## Dataset entries
↓↓↓
PR #1636, opened 2023-11-06
SONARPY-1468 Rule S6779: Flask secret keys should not be disclosed

jdodinh:
This is a preliminary implementation, that passes the current tests. However, I think some of these should be modified, mainly since I am still not clear on whether we should raise the issue when the assigned values are not known.

### DIFF
--- a/python-checks/src/main/java/org/sonar/python/checks/FlaskHardCodedSecretCheck.java
+++ b/python-checks/src/main/java/org/sonar/python/checks/FlaskHardCodedSecretCheck.java
@@ -22,7 +22,6 @@ package org.sonar.python.checks;
 import java.util.List;
 import java.util.Optional;
 import java.util.Set;
-import java.util.function.BiFunction;
 import java.util.stream.Collectors;
 import javax.annotation.Nullable;
 import org.sonar.check.Rule;
@@ -150,12 +149,6 @@ public class FlaskHardCodedSecretCheck extends PythonSubscriptionCheck {
       expressionList.forEach(expr -> issue.secondary(expr, SECONDARY_MESSAGE));
     }
   }
-
-  private static BiFunction<PreciseIssue, Expression, PreciseIssue> myBiFunction =
-    (issue, expression) -> {
-      issue.secondary(expression, SECONDARY_MESSAGE);
-      return issue;
-    };
 
   private static boolean isSensitiveProperty(Expression expression) {
     if (expression.is(Tree.Kind.SUBSCRIPTION)) {


python-checks/src/main/java/org/sonar/python/checks/FlaskHardCodedSecretCheck.java
```diff
@@ -0,0 +1,183 @@
...
+  }
+
+  private static void verifyAssignmentStatement(SubscriptionContext ctx) {
+    AssignmentStatement assignmentStatementTree = (AssignmentStatement) ctx.syntaxNode();
+    for (ExpressionList lhsExpression : assignmentStatementTree.lhsExpressions()) {
+      boolean isModifyingSensitiveProperty = lhsExpression.expressions().stream()
+      .anyMatch(FlaskHardCodedSecretCheck::isSensitiveProperty);
+      if (isModifyingSensitiveProperty) {
+        ctx.addIssue(lhsExpression, MESSAGE);
+      }
```
joke1196, line 142: Could that be replaced with a `filter` and a `ifPresent`?

python-checks/src/main/java/org/sonar/python/checks/FlaskHardCodedSecretCheck.java
```diff
@@ -0,0 +1,183 @@
...
+    }
+  }
+
+  private static boolean isSensitiveProperty(Expression expression) {
+    if (expression.is(Tree.Kind.SUBSCRIPTION)) {
+      return Optional.of((SubscriptionExpression) expression)
+        .map(SubscriptionExpression::object)
+        .flatMap(TreeUtils.toOptionalInstanceOfMapper(QualifiedExpression.class))
+        .map(QualifiedExpression::symbol)
+        .map(Symbol::fullyQualifiedName)
```
joke1196, line 152: This may be replaced with `TreeUtils.fullyQualifiedNameFromQualifiedExpression`

python-checks/src/main/java/org/sonar/python/checks/FlaskHardCodedSecretCheck.java
```diff
@@ -0,0 +1,183 @@
...
+        .map(list -> list.get(0))
+        .map(FlaskHardCodedSecretCheck::getAssignedValue)
+        .flatMap(TreeUtils.toOptionalInstanceOfMapper(StringLiteral.class))
+        .map(StringLiteral::trimmedQuotesValue)
+        .filter(SECRET_KEY_KEYWORD::equals)
+        .isPresent();
+    } else if (expression.is(Tree.Kind.QUALIFIED_EXPR)) {
+      return Optional.of((QualifiedExpression) expression)
+        .map(QualifiedExpression::symbol)
+        .map(Symbol::fullyQualifiedName)
```
joke1196, line 166: Same as the comment above

python-checks/src/test/resources/checks/flaskHardCodedSecret.py
```diff
@@ -0,0 +1,110 @@
...
+    ))
+
+
+    current_app.config.update(hello(
+        SECRET_KEY='SECRET'  # OK, but not sure if it should be.
+    ))
+    current_app.config.update()
+    current_app.config.update('secret')
+
+    assigned_secret = 'hardcoded_secret'
```
joke1196, line 94: I guess this is already defined above. We could remove this statement

python-checks/src/test/resources/checks/flaskHardCodedSecret.py
```diff
@@ -0,0 +1,110 @@
...
+    x = current_app.config['SECRET'] = 'secret'  # OK
+    current_app.config['SECRET'] = x = 'secret'  # OK
+    current_app.config['SECRET'], _ = 'mysecret', x # OK
+    current_app.config['SECRET'], _ = _, current_app.config['SECRET'] = 'secret', x # OK
+
+    current_app.config['SECRET'] = x  # OK
+    y, current_app.config['SECRET'] = 'some_random_string', x
+    current_app.config['SECRET'], y = z, current_app.config['SECRET'] = x, 'secret'
+
+    current_app.config['SECRET'], y = z, current_app.config['SECRET'] = x
```
joke1196, line 109: As I understand all of these tests are testing only the case where the KEY is `SECRET` instead of  `SECRET_KEY`. I think it would be a good idea to test if on the lhs we have the correct key and on the rhs we have a compliant solution. So right now the coverage is not really 100%, I know it is a bit deceiving but bear in mind that using `Optional` will make the coverage tool thinks there is only one path to visit.

joke1196:
So if we don't know about the value we should not raise an issue. If it is not certain the value is a hardcoded value we prefer a FN than an FP. A test to illustrate that would be something like:
```
secret = 'secret'

secret = get_secret_from_vault()

current_app.secret_key = secret # Compliant
```

python-checks/src/test/resources/checks/flaskHardCodedSecret.py
```diff
@@ -0,0 +1,110 @@
...
+
+    app.config['SECRET'] = 'secret'  # OK
+    app.config['SECRET'] = assigned_secret  # OK
+    x = app.config['SECRET'] = 'secret'  # OK
+    app.config['SECRET'] = x = 'secret'  # OK
+    app.config['SECRET'], _ = 'mysecret', x # OK
+    app.config['SECRET'], _ = _, app.config['SECRET_KEY'] = 'secret', x # OK
+
+    current_app.config.update(dict(
+        SECRET_KEY=x  # OK, but not sure if it should be.
```
joke1196, line 78: This is ok as we cannot for certain tell that x is an hardcode string

python-checks/src/test/resources/checks/flaskHardCodedSecret.py
```diff
@@ -0,0 +1,110 @@
...
+    def hello(SECRET_KEY):
+        ...
+
+    current_app.config.update(dict(
+        SECRET_KEY=hello('something')  # OK, but not sure if it should be.
+    ))
+
+
+    current_app.config.update(hello(
+        SECRET_KEY='SECRET'  # OK, but not sure if it should be.
```
joke1196, line 89: this is ok a well as we do not know what hello returns

python-checks/src/test/resources/checks/flaskHardCodedSecret.py
```diff
@@ -0,0 +1,110 @@
...
+    app.config['SECRET'], _ = _, app.config['SECRET_KEY'] = 'secret', x # OK
+
+    current_app.config.update(dict(
+        SECRET_KEY=x  # OK, but not sure if it should be.
+    ))
+    def hello(SECRET_KEY):
+        ...
+
+    current_app.config.update(dict(
+        SECRET_KEY=hello('something')  # OK, but not sure if it should be.
```
joke1196, line 84: this is ok as well, hello could fetch the secret. It is not a hardcoded value

python-checks/src/test/resources/checks/flaskHardCodedSecret.py
```diff
@@ -0,0 +1,110 @@
...
+    ))
+
+
+    current_app.config.update(hello(
+        SECRET_KEY='SECRET'  # OK, but not sure if it should be.
+    ))
+    current_app.config.update()
+    current_app.config.update('secret')
```
joke1196, line 92: Not sure what this does in fact. just curious

python-checks/src/test/resources/checks/flaskHardCodedSecret.py
joke1196: This is a good example of a missing test `dict(A_KEY='something')` inside the `current_app.config.update` function.

joke1196 (changes requested):
Looks good! A lot of cases where taken into account great job. I have left some comments mainly about tests. It would be best to go through them and check which ones are missing. As mentioned it could be that the coverage did not take into account some branches because of the functional API.

python-checks/src/main/java/org/sonar/python/checks/FlaskHardCodedSecretCheck.java
jdodinh: It seems that it's not quite working the way I want it with your suggestion, therefore I will stick to this. Thank you however for making me aware of this method!

python-checks/src/main/java/org/sonar/python/checks/FlaskHardCodedSecretCheck.java
jdodinh: Same as above.

python-checks/src/main/java/org/sonar/python/checks/FlaskHardCodedSecretCheck.java
jdodinh: Since I am working on a stream, I can't invoke `ifPresent`. I will still look for a neater option.

jdodinh: I changed the implementation slightly.

python-checks/src/test/resources/checks/flaskHardCodedSecret.py
jdodinh: Thanks for the tip. I made the key a little bit more explicit and added some tests.

python-checks/src/test/resources/checks/flaskHardCodedSecret.py
jdodinh: Done.

python-checks/src/test/resources/checks/flaskHardCodedSecret.py
```diff
@@ -0,0 +1,147 @@
...
+
+    current_app.config[x] = 'secret'  # OK
+    current_app.config['A_KEY'] = 'secret'  # OK
+    current_app.config['A_KEY', x] = 'secret'  # OK
+    current_app.config['A_KEY'] = assigned_secret  # OK
+    x = current_app.config['A_KEY'] = 'secret'  # OK
+    current_app.config['A_KEY'] = x = 'secret'  # OK
+    current_app.config['A_KEY'], _ = 'mysecret', x # OK
+    current_app.config['A_KEY'], _ = _, current_app.config['SECRET'] = 'secret', x # OK
```
joke1196, line 134: I think this is fine like this. But I don't think all the subsequent tests here are relevant. From what I get from the implementation only once the lhs contains a sensitive property, the rhs is checked. This makes all this code redundant. If you want we can discuss some of the approaches related to TDD to mitigate this issue.

joke1196 (approved):
LGTM! Still added a small comment about redundant tests, maybe we can take some time to discuss it.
↑↑↑
## How to complete this task
Stopping at the line containing "import org.sonar.check.Rule;", please repeat exactly every line from the very start of the entries, that line included, and nothing more.

## Result of the exercise
PR #1636, opened 2023-11-06
SONARPY-1468 Rule S6779: Flask secret keys should not be disclosed

jdodinh:
This is a preliminary implementation, that passes the current tests. However, I think some of these should be modified, mainly since I am still not clear on whether we should raise the issue when the assigned values are not known.

### DIFF
--- a/python-checks/src/main/java/org/sonar/python/checks/FlaskHardCodedSecretCheck.java
+++ b/python-checks/src/main/java/org/sonar/python/checks/FlaskHardCodedSecretCheck.java
@@ -22,7 +22,6 @@ package org.sonar.python.checks;
 import java.util.List;
 import java.util.Optional;
 import java.util.Set;
-import java.util.function.BiFunction;
 import java.util.stream.Collectors;
 import javax.annotation.Nullable;
 import org.sonar.check.Rule;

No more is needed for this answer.